The records below should be written out again, exactly.

[RECORDS SUPPLIED]

PR #492, opened 2019-11-04
ci(circleci): enables run-md-test.sh on CircleCI

dora-gt:
[Separated PR](https://github.com/interledger-rs/interledger-rs/pull/305#pullrequestreview-310992490) of #305 "Enables `run-md-test.sh` on CircleCI". The following PRs should be merged at once, because latter PRs optimize some of former PRs (e.g. cache).

- #492 ci(circleci): enables run-md-test.sh on CircleCI
- #493 feat(examples): fixed to use CLI arguments instead of ENV vars, etc
- #494 feat(.circleci): tag docker images
- #495 ci(ci): publish binaries when tags are pushed

Note that some of these will be simplified when examples start using binaries. Some of docker images will be removed, examples get simpler.

<details><summary>My opinions</summary>

- Why do we need `circleci-rust-dind.dockerfile`?
    - It is because
        1. Installing dependencies every time doesn't make sense
        1. there aren't any Docker images that contain Rust, musl with SSL support and Docker commands.
- Why are there so many changes?
    - It is because we are
        1. Testing markdowns
        1. Building Docker images, tag it and publish it
        1. Building binaries
        1. Auto-releasing the artifacts
    - and we definitely should do CI/CI. We should not do these manually because people forget to test markdowns, which makes always examples broken and forget to publish Docker images and binaries. That is also cumbersome. Why don't we just automate it?

</details>

PR #493, opened 2019-11-04
feat(examples): fixed to use CLI arguments instead of ENV vars, etc

dora-gt:

    - It is because
    - It is because we are
        1. Testing markdowns
        1. Building binaries

</details>

### DIFF
--- a/docker/CI/README.md
+++ b/docker/CI/README.md
@@ -18,7 +18,7 @@ In order to build new docker images, we build the source code once like `cargo b
 
 The docker images `node.dockerfile` and `ilp-cli.dockerfile` contain platform-agnostic (although it is not completely agnostic) binaries which means it does not rely on dynamic libraries and uses `musl` instead. So we have to provide `musl` environment for `Cargo`. That is why `circleci-rust-dind.dockerfile` contains `musl`.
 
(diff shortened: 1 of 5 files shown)


docker/CI/README.md
```diff
@@ -18,7 +18,7 @@ In order to build new docker images, we build the source code once like `cargo b
...
 
-Also why `circleci-rust-dind.dockerfile` is an independent image is that there isn't any suitable image which contains `Cargo`, `musl` and `dind` (docker in docker). `dind` is required to test the Docker mode because `run-md.sh` runs docker commands such as `docker run`. It requires docker commands inside the docker image. CircleCI spins up a Docker environment somewhere outer the container. So it would be called rater "docker command in container" than "docker in docker".
+Also why `circleci-rust-dind.dockerfile` is an independent image is that there isn't any suitable image which contains `Cargo`, `musl` and `dind` (docker in docker). `dind` is required to test the Docker mode because `run-md.sh` runs docker commands such as `docker run`. It requires docker commands inside the docker image. CircleCI spins up a Docker environment somewhere outside the container. So it would be called rater "docker command in container" than "docker in docker".
```
gakonst:
```suggestion
Currently, there exists no Docker image which contains `Cargo`, `musl` and `dind` together. `dind` is required to test Docker mode because `run-md.sh` runs the tests using Docker inside CircleCI (hence requiring us to use "docker in docker")
```

gakonst:
@dora-gt can we perhaps base this on master and merge it? This looks good to merge now and is not dependent on any of the docker stuff

dora-gt:

dora-gt:
Oops, I didn't notice your comment. I'm sorry. Maybe we could merge #506 instead.
Does that work for you?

[/RECORDS SUPPLIED]

_SOLUTION TO THE PROBLEM_:
PR #492, opened 2019-11-04
ci(circleci): enables run-md-test.sh on CircleCI

dora-gt:
[Separated PR](https://github.com/interledger-rs/interledger-rs/pull/305#pullrequestreview-310992490) of #305 "Enables `run-md-test.sh` on CircleCI". The following PRs should be merged at once, because latter PRs optimize some of former PRs (e.g. cache).

- #492 ci(circleci): enables run-md-test.sh on CircleCI
- #493 feat(examples): fixed to use CLI arguments instead of ENV vars, etc
- #494 feat(.circleci): tag docker images
- #495 ci(ci): publish binaries when tags are pushed

Note that some of these will be simplified when examples start using binaries. Some of docker images will be removed, examples get simpler.

<details><summary>My opinions</summary>

- Why do we need `circleci-rust-dind.dockerfile`?
    - It is because
        1. Installing dependencies every time doesn't make sense
        1. there aren't any Docker images that contain Rust, musl with SSL support and Docker commands.
- Why are there so many changes?
    - It is because we are
        1. Testing markdowns
        1. Building Docker images, tag it and publish it
        1. Building binaries
        1. Auto-releasing the artifacts
    - and we definitely should do CI/CI. We should not do these manually because people forget to test markdowns, which makes always examples broken and forget to publish Docker images and binaries. That is also cumbersome. Why don't we just automate it?

</details>

PR #493, opened 2019-11-04
feat(examples): fixed to use CLI arguments instead of ENV vars, etc

dora-gt:

    - It is because
    - It is because we are
        1. Testing markdowns
        1. Building binaries

</details>

### DIFF
--- a/docker/CI/README.md
+++ b/docker/CI/README.md
@@ -18,7 +18,7 @@ In order to build new docker images, we build the source code once like `cargo b
 
 The docker images `node.dockerfile` and `ilp-cli.dockerfile` contain platform-agnostic (although it is not completely agnostic) binaries which means it does not rely on dynamic libraries and uses `musl` instead. So we have to provide `musl` environment for `Cargo`. That is why `circleci-rust-dind.dockerfile` contains `musl`.
 
(diff shortened: 1 of 5 files shown)


docker/CI/README.md
```diff
@@ -18,7 +18,7 @@ In order to build new docker images, we build the source code once like `cargo b
...
 
-Also why `circleci-rust-dind.dockerfile` is an independent image is that there isn't any suitable image which contains `Cargo`, `musl` and `dind` (docker in docker). `dind` is required to test the Docker mode because `run-md.sh` runs docker commands such as `docker run`. It requires docker commands inside the docker image. CircleCI spins up a Docker environment somewhere outer the container. So it would be called rater "docker command in container" than "docker in docker".
+Also why `circleci-rust-dind.dockerfile` is an independent image is that there isn't any suitable image which contains `Cargo`, `musl` and `dind` (docker in docker). `dind` is required to test the Docker mode because `run-md.sh` runs docker commands such as `docker run`. It requires docker commands inside the docker image. CircleCI spins up a Docker environment somewhere outside the container. So it would be called rater "docker command in container" than "docker in docker".
```
gakonst:
```suggestion
Currently, there exists no Docker image which contains `Cargo`, `musl` and `dind` together. `dind` is required to test Docker mode because `run-md.sh` runs the tests using Docker inside CircleCI (hence requiring us to use "docker in docker")
```

gakonst:
@dora-gt can we perhaps base this on master and merge it? This looks good to merge now and is not dependent on any of the docker stuff

dora-gt:

dora-gt:
Oops, I didn't notice your comment. I'm sorry. Maybe we could merge #506 instead.
Does that work for you?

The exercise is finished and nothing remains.